Last modified 7 years ago

#4697 closed defect (fixed)

Assertion connection_state_is_connecting(conn) failed; aborting

Reported by: keb Owned by:
Priority: Very High Milestone: Tor: 0.2.3.x-final
Component: Core Tor/Tor Version: Tor: 0.2.3.9-alpha
Severity: Keywords: bufferevents tor-relay
Cc: asn, nickm, Sebastian, troll_un, ln5 Actual Points:
Parent ID: Points:
Reviewer: Sponsor:

Description

after only 1 hours my relay crashed:

Dec 10 20:27:59.000 [notice] Tor 0.2.3.9-alpha (git-e44205ee6c3816b8) opening new log file.
Dec 10 20:27:59.000 [notice] Generating fresh dynamic DH modulus.

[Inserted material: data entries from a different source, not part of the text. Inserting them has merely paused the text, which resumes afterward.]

PR #21, opened 2020-06-01
Add ASDF support

bkuehnert:
Needs to be tested further, as it sometimes throws an error
when compiling case-preservation.lisp. After restarting the
REPL, it works fine.


tests/cl-protobufs-tests.asd
```diff
@@ -39,6 +39,7 @@
    ;;   text-format-test.lisp
    ;;   zigzag-test.lisp
 
+   #+protobuf-file-debugged
```
Slids, line 42: do we need this?

tests/cl-protobufs-tests.asd
```diff
@@ -78,11 +79,11 @@
     :components ((:protobuf-file "extend-test.proto")
                  (:file "extend-test")))
 
-   #+protobuf-file-debugged
+;   #+protobuf-file-debugged
```
Slids, line 82: just remove

PR #47, opened 2020-06-08
Fix import test

bkuehnert:
* Adds an additional test to import-tests which checks that we are able to make the messages that are imported.
* Changes import-test to verify that we are able to load .proto files with import statements when the .proto files are specified in the correct order (with respect to imports). ASDF will not be able to load the .proto files unless the files are specified in the correct order.

### DIFF
--- a/tests/cl-protobufs-tests.asd
+++ b/tests/cl-protobufs-tests.asd
@@ -163,9 +163,9 @@
    (:module "import-test"
     :serial t
     :pathname ""
-    :components ((:protobuf-source-file "import-proto")
-		 (:protobuf-source-file "import-test-import-1")
+    :components ((:protobuf-source-file "import-test-import-1")
 		 (:protobuf-source-file "import-test-import-2")
+		 (:protobuf-source-file "import-proto")
 		 (:file "import-test")))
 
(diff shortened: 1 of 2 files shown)


tests/cl-protobufs-tests.asd
```diff
@@ -163,9 +163,9 @@
    (:module "import-test"
     :serial t
     :pathname ""
-    :components ((:protobuf-source-file "import-proto")
-		 (:protobuf-source-file "import-test-import-1")
+    :components ((:protobuf-source-file "import-test-import-1")
 		 (:protobuf-source-file "import-test-import-2")
+		 (:protobuf-source-file "import-proto")
```
bkuehnert, line 168: Although the formatting looks wrong here, it is correct on my branch. Not sure what to make of that. https://github.com/bkuehnert/cl-protobufs/blob/932d1d4cac9dc6d75f8e6f80482e3201dcc64663/tests/cl-protobufs-tests.asd#L168

Slids: Tab v space formatting thing? 
No idea...

Slids: Yea, thats it.

PR #49, opened 2020-06-09
Fix example command

bkuehnert:
Since the command is run from the directory containing cl-protobufs
this command will fail, as case-preservation.proto is not present
here. Thanks to dougk for spotting this.


bkuehnert:
All tests pass on my computer, the fact that tests fail on on the github actions seems to be a problem with github, rather than the PR.

Slids:
Adding internally due to annoying reasons...

PR #50, opened 2020-06-10
Implement optimized group serialization

bkuehnert:
*make-serializer works for non-repeated group fields
*make-serializer works for repeated group fields
*added an additional message which tests this functionality.
(also serves as a test to see if the tests correctly pass in the CI)


tests/serialization-tests.lisp
```diff
@@ -95,21 +99,32 @@ Parameters:
          (test6  (proto-impl:make-object basic-test6
                                          :intvals '(2 3 5 7)
                                          :strvals '("two" "three" "five" "seven")
-                                         :recvals (list test2 test2b))))
+                                         :recvals (list test2 test2b)))
+         (group1 (proto-impl:make-object subgroups
```
Slids, line 103: (make-object subgroups ...

bkuehnert: I'll make this change (and do so for the rest of the file) in a separate PR. This is because I have another branch for implementing deserialization, and it seems simpler to merge the deserialization and serialization branches before merging in this change.

Slids: sgtm

tests/serialization.proto
```diff
@@ -70,6 +70,15 @@ message BasicTest6 {
   repeated BasicTest2 recvals = 3;
 }
 
+message BasicTest7 {
+  required string strval = 1;
```
Slids, line 74: Please remove,
new required fields are not allowed internally.

PR #52, opened 2020-06-11
Implement optimized group deserialization

bkuehnert:
This PR allows make-deserializer to handle messages which have group fields. 
It also includes the repeated group tests added in https://github.com/qitab/cl-protobufs/pull/50.


serialize.lisp
```diff
@@ -783,10 +783,10 @@ Parameters:
            (ret-list (tags collectors)
              (return-from generate-field-deserializer (values tags collectors
                                                               nslot rslot)))
-           (call-pseudo-method (fun msg vbuf start end)
+           (call-pseudo-method (fun msg vbuf start end &optional (end-tag 0))
```
Slids, line 786: should we change this function name?
maybe flet-bound-call-pseudo-method (or something better)
so nobody gets confused again?

tests/serialization.proto
```diff
@@ -70,6 +70,15 @@ message BasicTest6 {
   repeated BasicTest2 recvals = 3;
 }
 
+message BasicTest7 {
+  required string strval = 1;
+  repeated int32 intvals = 2;
+  repeated group Subgroups = 3 {
+    required string strval = 1;
+    repeated int32 intvals = 2;
+  }
```
Slids, line 79: could you add a final field, maybe optional string?
This will add a test that it can actually read the element after
the (repeated) group(s)

bkuehnert: Good call, done.

serialize.lisp
bkuehnert: Maybe, I'm not even sure why it's redefined here anyway. I guess its for a debugging mode?

Also, looking at it again, it doesn't even make sense to call it "call-pseudo-method" at all. The parameters only make sense when the pseudo-method in question just so happens to be :deserialize (or :serialize, but that should never happen).

I think we either 
1. Remove it 
2. Rename it to something like call-deserializer and remove the "fun" argument such that its always set to :deserializer.
3. Replace "msg vbuf start end" with "&rest args" so that it actually mirrors how call-pseudo-method is defined, and keep the name the same. 

which sounds the most reasonable?

Slids: 3 is never reasonable. If possible you should always write the parameters.
Probably 2.
It has an if statement which is used.

Slids: Never is too extreme, almost never.

bkuehnert: I think this a case in which it's not possible to write the parameters, since the lambda list for call-pseudo-method is just (fun &rest args). Anyway, I'll go with option 2. After looking at it again it seems like the best choice.

PR #63, opened 2020-06-23
Make emit-field definition global

bkuehnert:
The emit-field function is necessary for map types, as we need
to be serialize arbitrary types which aren't necessarily wrapped
in field descriptors/objects.

This also moves the treatment of non repeated fields to its own
function, which is what the map serialization subroutine will use 
(as map key/value types are never repeated).

### DIFF
--- a/pkgdcl.lisp
+++ b/pkgdcl.lisp
@@ -120,6 +120,10 @@
 
   (:shadow
    #:find-method)
+
+  (:import-from :alexandria
+                #:if-let)
+
   (:import-from :closer-mop
                 #:class-slots
                 #:class-direct-slots
--- a/pkgdcl.lisp
+++ b/pkgdcl.lisp
@@ -120,10 +120,6 @@
 
   (:shadow
    #:find-method)
-
-  (:import-from :alexandria
-                #:if-let)
-
   (:import-from :closer-mop
                 #:class-slots
                 #:class-direct-slots
--- a/pkgdcl.lisp
+++ b/pkgdcl.lisp
@@ -80,6 +80,7 @@
    #:serialize-object-to-stream
    #:serialize-object-to-bytes
    #:serialize-object
+   #:emit-non-repeated-field
    #:deserialize-object-from-file
    #:deserialize-object-from-stream
    #:deserialize-object-from-bytes
--- a/pkgdcl.lisp
+++ b/pkgdcl.lisp
@@ -80,7 +80,6 @@
    #:serialize-object-to-stream
    #:serialize-object-to-bytes
    #:serialize-object
-   #:emit-non-repeated-field
    #:deserialize-object-from-file
    #:deserialize-object-from-stream
    #:deserialize-object-from-bytes
--- a/serialize.lisp
+++ b/serialize.lisp
@@ -157,9 +157,8 @@ Parameters:
                                    ;; unnecessarily.
                                    (and (not (proto-lazy-p field))
                                         reader))
-                   (list object)
-                   type (proto-packed field) index buffer))
-
+                   (list object))
+               type (proto-packed field) index buffer)
               (undefined-field-type "While serializing ~S,"
                                     object type field))
           (or (emit-non-repeated-field
--- a/serialize.lisp
+++ b/serialize.lisp
@@ -122,6 +122,12 @@
       (iincf size (emit-field object field buffer)))))
 
 (defun emit-field (object field buffer)
+  "Serialize a single field from an object to buffer
+
+Parameters:
+  OBJECT: The protobuf object which contains the field to be serialized.
+  FIELD: The field of the object to serialize.
+  BUFFER: The buffer to serialize to."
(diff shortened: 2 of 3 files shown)


bkuehnert:
Changed to a draft, as I'm currently not sure if this is the best solution.

pkgdcl.lisp
```diff
@@ -80,6 +80,7 @@
    #:serialize-object-to-stream
    #:serialize-object-to-bytes
    #:serialize-object
+   #:emit-non-repeated-field
```
Slids, line 83: should definitely not be exported.
We really should remove most things from being exported...

bkuehnert: Ah ok. It seemed like almost everything that was used outside of file was being exported.

Slids:
Yes, that was a poor choice by whoever made it

serialize.lisp
```diff
@@ -117,161 +117,170 @@
...
-                        (undefined-field-type "While serializing ~S,"
-                                              object type field)))))))
-      (let ((size 0))
-        (dolist (field (proto-fields msg-desc) size)
-          (iincf size (emit-field object field)))))))
+  (let ((size 0))
+    (dolist (field (proto-fields msg-desc) size)
+      (iincf size (emit-field object field buffer)))))
+
+(macrolet ((read-slot (object slot reader)
```
Slids, line 124: I do not like top level macrolets, I prefer to call them macros.
moreso why is this a macrolet? 
Probably an attempt to force inline?
Make it a label?

bkuehnert: Changed it to a flet. There's no difference in performance

serialize.lisp
```diff
@@ -117,161 +117,170 @@
...
-                        (undefined-field-type "While serializing ~S,"
-                                              object type field)))))))
-      (let ((size 0))
-        (dolist (field (proto-fields msg-desc) size)
-          (iincf size (emit-field object field)))))))
+  (let ((size 0))
+    (dolist (field (proto-fields msg-desc) size)
+      (iincf size (emit-field object field buffer)))))
+
+(defun emit-field (object field buffer)
```
Slids, line 124: There's emit-field and emit-non-repeated field, I'm wondering if we should have an emit-field and an emit-repeated-field and maybe we can win by having the emit-repeated-field call emit field.
I think at least the duality is useful.

serialize.lisp
```diff
@@ -1,4 +1,4 @@
-;;; Copyright 2012-2020 Google LLC
+;; Copyright 2012-2020 Google LLC
```
Slids, line 1: missed a ;

cgay:
Hi Ben, could you fix up these lint warnings that were generated internally?:
```
No docstring for function EMIT-FIELD. (MISSING-DOCUMENTATION)
	//depot/google3/third_party/lisp/cl_protobufs/serialize.lisp:123
  Lines should not end in whitespace. (WHITESPACE-AT-EOL)
	//depot/google3/third_party/lisp/cl_protobufs/serialize.lisp:240
```
Thanks

cgay:
Wow, fixed in < 28 seconds.

bkuehnert:
> Wow, fixed in < 28 seconds.

serialize.lisp
```diff
@@ -117,161 +117,191 @@
...
+            (has-extension object (slot-value field 'internal-field-name))
+            (= (bit (slot-value object '%%is-set)
+                    (slot-value field 'field-offset))
+               1))
+      (return-from emit-field 0))
+    (let ((type   (slot-value field 'class))
+          (slot   (slot-value field 'internal-field-name))
+          (reader (slot-value field 'reader))
+          (index (proto-index field))
+          msg)
```
Slids, line 150: remove

serialize.lisp
```diff
@@ -117,161 +117,191 @@
...
+
+Parameters:
+  VALUE: The data to serialize, e.g. the data resulting from calling read-slot on a field.
+  TYPE: The :class slot of the field.
+  PACKED-P: Whether or not the field in question is packed.
+  INDEX: The index of the field (used for making tags).
+  BUFFER: The buffer to write to."
+  (let ((size 0)
+        msg)
+    (declare (fixnum size index))
```
Slids, line 180: outside the let

serialize.lisp
```diff
@@ -117,161 +117,191 @@
...
+    (declare (buffer buffer))
```
Slids, line 181: outside the let

serialize.lisp
```diff
@@ -117,161 +117,191 @@
...
+
+Parameters:
+  VALUE: The data to serialize, e.g. the data resulting from calling read-slot on a field.
+  TYPE: The :class slot of the field.
+  INDEX: The index of the field (used for making tags).
+  BUFFER: The buffer to write to."
+  (let ((size 0)
+        msg)
+    (declare (fixnum size index))
+    (declare (buffer buffer))
```
Slids, line 255: move above let

PR #65, opened 2020-06-23
Fix bug with group serialization

bkuehnert:
The optimized serializer would compute a smaller than actual
length for protos which contained nested messages which had group
fields (Not sure why someone would ever do this, but it now at
least works).

### DIFF
--- a/serialize.lisp
+++ b/serialize.lisp
@@ -700,7 +700,7 @@ See field-descriptor for the distinction between index, offset, and bool-number.
                          `(let ((,vval ,reader))
                             (when ,vval
                               (iincf ,size (encode-uint32 ,tag1 ,vbuf))
-                              ,(call-pseudo-method :serialize msg vval vbuf)
+                              (iincf ,size ,(call-pseudo-method :serialize msg vval vbuf))
                               (iincf ,size (encode-uint32 ,tag2 ,vbuf)))))
                        (let ((tag (make-tag $wire-type-string index)))
                          `(let ((,vval ,reader))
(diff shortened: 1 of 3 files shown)


serialize.lisp
```diff
@@ -656,7 +656,7 @@ See field-descriptor for the distinction between index, offset, and bool-number.
                            `(when ,boundp
                               (,iterator (,vval ,reader)
                                          (iincf ,size (encode-uint32 ,tag1 ,vbuf))
-                                         ,(call-pseudo-method :serialize msg vval vbuf)
+                                         (iincf ,size ,(call-pseudo-method :serialize msg vval vbuf))
```
Slids, line 659: new line

cgay:
Ben, could you add a test please? Thanks.

serialize.lisp
cgay: The internal lint rules use 100-column max.

bkuehnert:
> Ben, could you add a test please? Thanks.

Done. Writing the test exposed the fact that I neglected to fix the bug for non-repeated groups, so that's good.

cgay:
woo!  Sorry to be annoying, but could you remove all tabs from the PR. They won't play nice with diffing and such.  Best if you set your editor to never use literal tabs. Thanks.

bkuehnert:
> woo! Sorry to be annoying, but could you remove all tabs from the PR. They won't play nice with diffing and such. Best if you set your editor to never use literal tabs. Thanks.

Huh, I've had this problem before and have explicitly told emacs to never use tabs. Thanks for catching it, time to fix my emacs config.

Slids:
Been, please fix the line size problem.
The linter won't let us submit until you do...
#Ihatelintererrorsthatwontsubmit

bkuehnert:
Whoops. I thought "100 char limit" meant 100 inclusive. Should be good now.

PR #67, opened 2020-06-26
Add map type

bkuehnert:
Currently is a draft since there are still a few problems I need to work through, but I wanted to start the review process now.

Some problems:
* I lean on this helper function proto-type->keyword in a few places, which makes the following conversion: primitive lisp types (such as proto:int32) map to keywords (so :int32), lisp types that describe messages, (so (or null basic-test2) for example) get mapped to their underlying message type (so basic-test2 in that example), and lisp types that describe enums are left alone. So, in a sense it's just translating from the proto-set-type to the proto-class on the field descriptor. It seems like these two things basically store the same data, so one solution to this problem is to just remove one. As writing this out, I think I should at the very least rename the helper function to set-type->class.
* Part of what makes the above hack so ugly is the (or null basic-test2) -> basic-test2 portion of the function. It would be a lot better if types corresponding to messages never had the (or null ... ) wrapper in the first place. This wrapper is put on by protoc, and I've tried adding a clause that doesn't do this if the type in question is being generated in a map field. I got a strange bug where it works when I add a print statement, and stops working when I remove that print statement. I've tried running make-clean in between compilations and it doesn't fix it. 
* The tests currently fail, since proto-equal isn't able to consistently tell if two hash-tables are equivalent (under the hood it's calling equalp, which should work, so this is confusing). Note: This problem mysteriously disappeared, and I can't find which commit fixed it. 
* Documentation in the README, more comments where appropriate
* Printing does not sort by key value, which is required by the protobuf documentation.
* There aren't enough tests


define-proto.lisp
```diff
@@ -601,7 +696,13 @@ Arguments:
                `(,hidden-accessor-name ,obj)))
 
         ,@(make-common-forms-for-structure-class
-           proto-type public-slot-name slot-name field)))))
+           proto-type public-slot-name slot-name field)
+
+
+        ; Make special map forms.
+        ,@(if (eq (proto-class field) :map)
```
Slids, line 703: when

define-proto.lisp
```diff
@@ -409,6 +410,47 @@ Parameters:
...
+                  :index index
+                  :internal-field-name internal-slot-name
+                  :external-field-name slot
+                  :reader reader)))
+    `(progn
+       define-map
+       nil
+       nil
+       ,mfield
+       ,mslot)))
```
Slids, line 452: please add comments as to what each of these fields are.
The return thing should be a &key clause and these hsould be :stuffs
but tech debt will tech debt

protoc/message.cc
```diff
@@ -68,112 +68,115 @@ void MessageGenerator::GenerateSource(io::Printer* printer,
...
-
-  if (descriptor_->enum_type_count() > 0) {
-    printer->Print("\n;; Nested enums.");
-    for (int i = 0; i < descriptor_->enum_type_count(); ++i) {
-      enums_[i]->Generate(printer);
+  // If descriptor_ describes a map entry message, ignore it. We do not use
+  // this generated message for map types.
+  if (descriptor_->options().map_entry()) {
+    return;
+  } else {
```
Slids, line 75: remove the else, no need

serialize.lisp
```diff
@@ -1,4 +1,4 @@
-;;; Copyright 2012-2020 Google LLC
+;; Copyright 2012-2020 Google LLC
```
Slids, line 1: remoeve a ;

serialize.lisp
```diff
@@ -117,161 +117,196 @@
...
-                              ;; To serialize a group, we encode a start tag,
-                              ;; serialize the fields, then encode an end tag
-                              (let ((tag1 (make-tag $wire-type-start-group index))
-                                    (tag2 (make-tag $wire-type-end-group   index)))
-                                (iincf size (encode-uint32 tag1 buffer))
+  (let ((size 0))
+    (dolist (field (proto-fields msg-desc) size)
+      (iincf size (emit-field object field buffer)))))
+
+(macrolet ((read-slot (object slot reader)
```
Slids, line 124: indenting is definitely off

Slids, line 124: top level macrolet?
Why not a defmacro

utilities.lisp
```diff
@@ -259,23 +259,34 @@ Arguments
...
-        (intern (format nil "~a.~a"
-                        (symbol-name proto-type)
-                        (symbol-name slot))
-                (symbol-package proto-type)))))
+                    (:get nil)
+                    (:map-get 'get)
+                    (:map-put 'put)
+                    (:map-rem 'remove))))
+    (cond ((or (eq f-symbol 'get) (eq f-symbol 'put) (eq f-symbol 'remove))
+           (intern (format nil "~a.~a-~a"
```
cgay, line 274: [pre-existing]
`~a` obeys `cl:*print-case*` so unless you want this to generate symbols like `|map-test.my-map-get|` you need to use `(intern (nstring-upcase (format ...)))`

utilities.lisp
```diff
@@ -377,6 +395,29 @@ Arguments:
...
 
+;; Due to the fact that serialization works with keywords for primitive
+;; types, we need this hack for now. If the type given is not primitive,
+;; then it is some message type of the form (or null [type]). In which
+;; case, return [type].
+(defun proto-type->keyword (type)
+  (if (and (listp type)
+           (eq (first type) 'or)
+           (eq (second type) 'null))
+      (proto-type->keyword (third type))
```
cgay, line 406: It might be the case that currently it's not possible for TYPE to be `(or null x y)` or `(or x null)` but we shouldn't write the code to assume that. Future Me might inexplicably change (or null x) to (or x null) and have a heck of a time tracking down the resulting problems. How about `(if (nullable-p type) (non-null-subtype type) ...)`?

Again can be a different PR.

utilities.lisp
```diff
@@ -259,23 +259,34 @@ Arguments
...
-                (symbol-package proto-type))
-        (intern (format nil "~a.~a"
-                        (symbol-name proto-type)
-                        (symbol-name slot))
-                (symbol-package proto-type)))))
+                    (:get nil)
+                    (:map-get 'get)
+                    (:map-put 'put)
+                    (:map-rem 'remove))))
+    (cond ((or (eq f-symbol 'get) (eq f-symbol 'put) (eq f-symbol 'remove))
```
cgay, line 273: `(cond ((member f-symbol '(get put remove)) ...`

serialize.lisp
```diff
@@ -117,161 +117,196 @@
 ;; The default method uses metadata from the message descriptor.
 (defmethod serialize-object (object (msg-desc message-descriptor) buffer)
   (declare (buffer buffer))
-  (macrolet ((read-slot (object slot reader)
```
cgay, line 120: Why such a big diff here?  If it's mostly a whitespace change please do that in a separate PR. I can't tell how much of this needs reviewing. (Would be better using the internal diff tools but alas...)

cgay:
The new interfaces will need to be documented, but that can be in a separate PR unless Jon wants it in the same one.

define-proto.lisp
```diff
@@ -409,6 +410,47 @@ Parameters:
...
+(defmacro define-map (name (&key type index))
+"Define a lisp type given the data for a protobuf map type.
+
+Parameters:
+  NAME: Map type name
+  TYPE: The proto type of the map, in the form of (proto:map-of [key-type] [val-type])
+  INDEX: Index of this map type in the field."
+  (check-type index integer)
+  ; binding slot to this seems incorrect, but changing it breaks.
+  (let* ((slot      (or name (and name (proto->slot-name name *package*))))
```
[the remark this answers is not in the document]
Slids: More is true!
These macros were created with the idea that someone might write the lisp schema by hand.
I would consider this a bug, so we should probaly go through all of these define forms and fix them given anyone who writes these by hand is wrong.

define-proto.lisp
```diff
@@ -537,6 +579,59 @@ Arguments:
 
         (export '(,has-function-name ,clear-function-name ,public-accessor-name))))))
 
+(defun make-map-structure-class-forms (proto-type public-slot-name slot-name field)
+  "Create specific forms needed for map fields: set, get, and remove.
```
Slids, line 583: explain how these are different from the usual ones

define-proto.lisp
```diff
@@ -537,6 +579,59 @@ Arguments:
...
+Arguments:
+  PROTO-TYPE: The Lisp type name of the proto message.
+  PUBLIC-SLOT-NAME: Public slot name for the field (without the #\% prefix).
+  SLOT-NAME: Slot name for the field (with the #\% prefix).
+  FIELD: The class object field definition of the field."
+  (let ((public-getter-name (proto-slot-function-name proto-type public-slot-name :map-get))
+        (public-setter-name (proto-slot-function-name proto-type public-slot-name :map-put))
+        (public-remove-name (proto-slot-function-name proto-type public-slot-name :map-rem))
+        (hidden-accessor-name (fintern "~A-~A"  proto-type slot-name))
+        (val-default-form (get-default-form (third (proto-set-type field))
```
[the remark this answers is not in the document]
Slids: For now at least take it in the let call.
Don't do this over and over.

define-proto.lisp
```diff
@@ -537,6 +579,59 @@ Arguments:
...
+                                            $empty-default))
+        (is-set-accessor (fintern "~A-%%IS-SET" proto-type))
+        (index (proto-field-offset field)))
+
+    (with-gensyms (obj new-key new-val)
+      `(
+        (declaim (inline ,public-getter-name))
+        (defun ,public-getter-name (,obj ,new-key)
+          (check-type ,new-key ,(second (proto-set-type field)))
```
Slids, line 603: instead use 
(declaim (type ,(second (proto-set-type field)) ,new-key)
Good write up:
https://stackoverflow.com/questions/60104101/common-lisp-difference-between-declare-check-type

define-proto.lisp
```diff
@@ -654,7 +755,9 @@ Arguments:
               (eq (first type) 'cl:or)
               (eq (second type) 'cl:null))
```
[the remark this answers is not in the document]
Slids: Ah, this is something I can comment on.
You have to look at the output of the protoc.
For example:
in type.proto->type.lisp
(source-context  :index 5  :type (cl:or cl:null cl-protobufs.google.protobuf::source-context) 
the first element is an or and the second is a null.
We can probably now just check that the first is an or given
some update I made with proto structs adding a type.
Ben can you verify?

define-proto.lisp
```diff
@@ -654,7 +755,9 @@ Arguments:
...
          nil)
-        ;; The only possibility left is we have an enum.
+        ((and (listp type)
+              (eq (first type) 'proto:map-of))
+         '(make-hash-table))
         ((enum-default-value `,type) (enum-default-value `,type))
         (t `(enum-default-value ',type))))))
```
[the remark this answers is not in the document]
Slids: Because we may have not yet evaluated the define-enum.
This is a bug I've yet to fix.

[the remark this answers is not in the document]
Slids: Ben could you add a comment explaining this.

text-format.lisp
```diff
@@ -126,11 +126,12 @@ Parameters:
             (format stream "~&}~%"))
         nil))))
 
-(defun print-prim (val type field stream indent)
+(defun print-prim (val type field stream indent &optional (newline-p t))
```
Slids, line 129: why?

text-format.lisp
```diff
@@ -126,11 +126,12 @@ Parameters:
...
   (when (or val (eq type :bool))
-    (if (eq indent 't)
-      (format stream "~A: " (proto-name field))
-      (format stream "~&~VT~A: " (+ indent 2) (proto-name field)))
+    (unless (eq indent 't)
```
Slids, line 131: when not unless indent?
Either it's (not nil) or it's nil, 
non of this eq t.

text-format.lisp
```diff
@@ -151,9 +166,9 @@ Parameters:
          (format stream "\"~A\"" val)))
       ((:date :time :datetime :timestamp)
        (format stream "~D" val)))
-    (if (eq indent 't)
-      (format stream " ")
-      (format stream "~%"))))
+    (if (and (not (eq indent 't)) newline-p)
```
Slids, line 169: again, odn't do eq 't

text-format.lisp
Slids: Oh god I see this is the same as before,
I'm... sad... don't do this.

text-format.lisp
Slids: :(

serialize.lisp
Slids: Actually, this comes from a different pr where I made my suggestions so please submit that pr first.
As I said, this should probably be a labels or a flet INSIDE the function.
This has no reason to be a macrolet except for inlining, and you should do a perf check to make sure but I doubt any gain will be noticeable...
A tl macrolet makes since if you want to use it in multiple other tl forms like multiple defuns, but thats not the case. A macrolet may be useful for closing over something in the ambient space, but again, not the case.

serialize.lisp
```diff
@@ -505,32 +540,32 @@ See field-descriptor for the distinction between index, offset, and bool-number.
...
-                    (when inner-index
-                      (push inner-index offset-list)))
-                   ;; Otherwise we have to mark is set later.
-                   (t
-                    (progn
-                      (push (cadr cell) initargs-final)
-                      (push (car cell) initargs-final)
-                      (when inner-index
-                        (push inner-index offset-list)))))))
+            (let* ((field (car cell))
```
Slids, line 543: This white space makes the cl impossible to see real diffs, please remove the white space change.

serialize.lisp
```diff
@@ -565,69 +600,145 @@ See field-descriptor for the distinction between index, offset, and bool-number.
                    (lazy  (proto-lazy-p field))
                    (type (proto-class field))
                    (data))
+              ; CELL nows points to the cons where DATA should go
+              (cond
```
Slids, line 604: so there's a lot of repeating going on here. 
You should be able to reformulated this so you don't repeat the below code.
We can talk about this more.
Also my pixelbook and github makes this diff impossible to read...

serialize.lisp
```diff
@@ -637,78 +748,144 @@ See field-descriptor for the distinction between index, offset, and bool-number.
...
+             `(when ,boundp
+                (let ((,vval ,reader))
+                  (flet ((serialize-pair (k v)
+                           (let ((ret-len (encode-uint32 ,tag ,vbuf))
+                                 (map-len 0))
+                             (with-placeholder (,vbuf)
+                               (iincf map-len (serialize-prim k ,key-type
+                                                              ,(make-tag key-type 1)
+                                                              ,vbuf))
+                               ,(cond ((and (keywordp val-type) (not (eq val-type :map)))
```
Slids, line 822: same here.
Should never copy code, it's a bad smell.
Note: cl-protobufs is filled with it...
Have to take a closer look and I'm guessing that's what we'll be doing on monday.

text-format.lisp
cgay: [without having looked at the code] This is a thing I've seen people do in Lisp when they want a ternary value. You could imagine the possibilities being T, NIL, and a string in this case. (Yeah, gross.)

Slids: I call this possibility stupid, 
but I don't doubt it...

define-proto.lisp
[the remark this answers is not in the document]
bkuehnert: Right, if protoc outputs a type of the form (cl:or ...), it must be of the form (cl:or cl:null cl-protobufs.[message]).

model-classes.lisp
```diff
@@ -234,6 +234,15 @@ Parameters:
     (or (find-message type)
         (find-type-alias type))))
 
+(defvar *maps* (make-hash-table :test 'eq)
+  "Maps map names (symbols) to message-descriptor instances
+   which describe map entries.")
```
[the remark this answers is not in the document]
bkuehnert: Whoops, this should've been removed. Originally, the protoc plugin would generate a message like MapFieldEntry { key_type key = 1; value_type value = 2; } if you had a field of type map<key_type,value_type>. I used the message descriptor for MapFieldEntry as a meta-object which described the map.

define-proto.lisp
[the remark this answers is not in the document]
bkuehnert: I've moved it inside the let for this function, but I use the same accessors several times in serialize.lisp, I agree that a separate function would be good.

I'm thinking of making functions (proto-map-key-type field) and (proto-map-val-type field) which just call (second (proto-set-type field)) and (third (proto-set-type-field)) respectively. Would model-classes.lisp be appropriate for these functions?

define-proto.lisp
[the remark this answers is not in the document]
bkuehnert: This is currently wrong. Name should never be nil, since "name" here is in the slot that "type" is in the other macros. I'll fix this now.

serialize.lisp
bkuehnert: Marking as resolved since it'll be updated once the move-emit-field changes are merged to this branch

tests/map-test.lisp
```diff
@@ -0,0 +1,105 @@
+;;; Copyright 2020 Google LLC
+;;;
+;;; Use of this source code is governed by an MIT-style
+;;; license that can be found in the LICENSE file or at
+;;; https://opensource.org/licenses/MIT.
+
+(defpackage #:cl-protobufs.test.map-test
+  (:use #:cl
+        #:clunit
+        #:cl-protobufs.map-test
```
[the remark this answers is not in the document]
Slids: Require trivial-local-knicknames om the asdf file
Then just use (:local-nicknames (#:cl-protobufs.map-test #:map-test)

This might take a while...
Dec 10 20:28:00.000 [notice] Parsing GEOIP file /usr/local/share/tor/geoip.
Dec 10 20:28:00.000 [notice] Configured to measure statistics. Look for the *-stats files that will first be written to the data directory in 24 hours from now.
Dec 10 20:28:00.000 [notice] No AES engine found; using AES_* functions.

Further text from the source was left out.